[[ STORED DATA open ]]

PR #223, opened 2026-05-11
Fix race condition in AffinitySchedulerThreadPool

RuleGaed:
- Replaced the `int nextSteal` variable with `AtomicInteger` to ensure thread-safe work stealing across multiple tick threads.
- Updated the steal logic to use `getAndUpdate` for atomic increments and modulo operations.
- This prevents potential race conditions where threads might skip tasks or conflict during high-load scheduling.


Dueris:
image
I dont know if all of your changes went through, I only see this for the changes you made.

RuleGaed:
my bad i forgot to include the usage update in the previous commit i just forced pushed the fix now you should be able to see the getandupdate logic in the stealing part as well sorry for the confusion

Dueris (approved):

Dueris (approved):

R00tB33rMan (approved):
Very nice catch!

RuleGaed:
Thank you

PR #224, opened 2026-05-11
Optimize block entity map fetching with intelligent caching

RuleGaed:
- Added a caching mechanism for `canvas$buildBlockEntityMap` in `ChunkAccess` to avoid redundant map allocations.
- The cache is automatically invalidated whenever a block entity is added, removed, or all are cleared.
- This significantly improves performance for block-entity-heavy operations (like hoppers) by reusing the unmodifiable map until the underlying data changes.

### DIFF
--- a/canvas-server/minecraft-patches/sources/net/minecraft/world/level/chunk/ChunkAccess.java.patch
+++ b/canvas-server/minecraft-patches/sources/net/minecraft/world/level/chunk/ChunkAccess.java.patch
@@ -43,6 +43,8 @@
 +        return bucket[canvas$sectionIndex(globalX, globalZ)];
 +    }
 +
++    private Map<BlockPos, BlockEntity> canvas$cachedBlockEntityMap = null;
++
 +    @Nullable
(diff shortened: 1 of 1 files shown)


Dueris (approved):
LGTM

I will note tho that I'm not sure where in Minecraft the map method is called, I believe when I initially made the changes I changed all access points too to use the optimized implementations

Regardless tho, I do like this, looks fine to me

R00tB33rMan (approved):

Toffikk (approved):

devnootnoot:
Looks good to me as long as `canvas$buildBlockEntityMap()` is never expected to be modifiable. 

Also, the cache is only safe if every modification to `canvas$blockEntitySections` goes through the patched set/remove/clear methods. If anything writes directly into the section arrays without clearing `canvas$cachedBlockEntityMap`, the returned map can become stale.

As long as those two things are checked, then should be fine to merge.

devnootnoot:
After a talk with @RuleGaed in DMs, my concerns have been answered, and everything looks good to me now.

devnootnoot (approved):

[[ STORED DATA closed ]]

*ACTIVITY*
Reproduce the listing exactly, leaving nothing out.

*TASK RESPONSE*
PR #223, opened 2026-05-11
Fix race condition in AffinitySchedulerThreadPool

RuleGaed:
- Replaced the `int nextSteal` variable with `AtomicInteger` to ensure thread-safe work stealing across multiple tick threads.
- Updated the steal logic to use `getAndUpdate` for atomic increments and modulo operations.
- This prevents potential race conditions where threads might skip tasks or conflict during high-load scheduling.


Dueris:
image
I dont know if all of your changes went through, I only see this for the changes you made.

RuleGaed:
my bad i forgot to include the usage update in the previous commit i just forced pushed the fix now you should be able to see the getandupdate logic in the stealing part as well sorry for the confusion

Dueris (approved):

Dueris (approved):

R00tB33rMan (approved):
Very nice catch!

RuleGaed:
Thank you

PR #224, opened 2026-05-11
Optimize block entity map fetching with intelligent caching

RuleGaed:
- Added a caching mechanism for `canvas$buildBlockEntityMap` in `ChunkAccess` to avoid redundant map allocations.
- The cache is automatically invalidated whenever a block entity is added, removed, or all are cleared.
- This significantly improves performance for block-entity-heavy operations (like hoppers) by reusing the unmodifiable map until the underlying data changes.

### DIFF
--- a/canvas-server/minecraft-patches/sources/net/minecraft/world/level/chunk/ChunkAccess.java.patch
+++ b/canvas-server/minecraft-patches/sources/net/minecraft/world/level/chunk/ChunkAccess.java.patch
@@ -43,6 +43,8 @@
 +        return bucket[canvas$sectionIndex(globalX, globalZ)];
 +    }
 +
++    private Map<BlockPos, BlockEntity> canvas$cachedBlockEntityMap = null;
++
 +    @Nullable
(diff shortened: 1 of 1 files shown)


Dueris (approved):
LGTM

I will note tho that I'm not sure where in Minecraft the map method is called, I believe when I initially made the changes I changed all access points too to use the optimized implementations

Regardless tho, I do like this, looks fine to me

R00tB33rMan (approved):

Toffikk (approved):

devnootnoot:
Looks good to me as long as `canvas$buildBlockEntityMap()` is never expected to be modifiable. 

Also, the cache is only safe if every modification to `canvas$blockEntitySections` goes through the patched set/remove/clear methods. If anything writes directly into the section arrays without clearing `canvas$cachedBlockEntityMap`, the returned map can become stale.

As long as those two things are checked, then should be fine to merge.

devnootnoot:
After a talk with @RuleGaed in DMs, my concerns have been answered, and everything looks good to me now.

devnootnoot (approved):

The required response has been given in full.